** Action item **
Each line from the one containing "are we sure" through the end of the entries below must be output exactly; no other line belongs.

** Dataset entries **
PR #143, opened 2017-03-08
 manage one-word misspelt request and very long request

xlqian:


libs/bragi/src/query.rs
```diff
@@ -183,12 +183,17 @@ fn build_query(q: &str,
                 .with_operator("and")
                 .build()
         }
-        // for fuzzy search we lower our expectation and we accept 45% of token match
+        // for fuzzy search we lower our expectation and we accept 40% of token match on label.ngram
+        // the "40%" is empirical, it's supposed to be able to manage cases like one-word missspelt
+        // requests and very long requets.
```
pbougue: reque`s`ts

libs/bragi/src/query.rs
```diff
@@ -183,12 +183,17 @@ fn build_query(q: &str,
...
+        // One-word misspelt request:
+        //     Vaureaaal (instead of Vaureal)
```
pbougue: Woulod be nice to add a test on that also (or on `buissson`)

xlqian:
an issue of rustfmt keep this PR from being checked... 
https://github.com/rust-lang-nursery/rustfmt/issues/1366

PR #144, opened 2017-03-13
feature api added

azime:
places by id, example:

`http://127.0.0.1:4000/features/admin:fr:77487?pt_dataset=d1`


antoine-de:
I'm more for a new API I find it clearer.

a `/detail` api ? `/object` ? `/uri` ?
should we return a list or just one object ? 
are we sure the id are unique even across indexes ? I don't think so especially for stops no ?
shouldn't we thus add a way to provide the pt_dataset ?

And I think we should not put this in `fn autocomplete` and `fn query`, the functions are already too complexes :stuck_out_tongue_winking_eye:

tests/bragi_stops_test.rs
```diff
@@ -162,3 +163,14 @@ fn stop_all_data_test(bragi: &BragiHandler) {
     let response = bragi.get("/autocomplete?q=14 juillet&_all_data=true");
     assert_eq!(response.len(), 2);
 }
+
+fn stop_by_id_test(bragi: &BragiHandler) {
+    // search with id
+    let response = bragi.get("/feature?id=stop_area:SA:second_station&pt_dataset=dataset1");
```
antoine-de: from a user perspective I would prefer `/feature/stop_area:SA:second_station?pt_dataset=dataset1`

** Result for this exercise **
are we sure the id are unique even across indexes ? I don't think so especially for stops no ?
shouldn't we thus add a way to provide the pt_dataset ?

And I think we should not put this in `fn autocomplete` and `fn query`, the functions are already too complexes :stuck_out_tongue_winking_eye:

tests/bragi_stops_test.rs
```diff
@@ -162,3 +163,14 @@ fn stop_all_data_test(bragi: &BragiHandler) {
     let response = bragi.get("/autocomplete?q=14 juillet&_all_data=true");
     assert_eq!(response.len(), 2);
 }
+
+fn stop_by_id_test(bragi: &BragiHandler) {
+    // search with id
+    let response = bragi.get("/feature?id=stop_area:SA:second_station&pt_dataset=dataset1");
```
antoine-de: from a user perspective I would prefer `/feature/stop_area:SA:second_station?pt_dataset=dataset1`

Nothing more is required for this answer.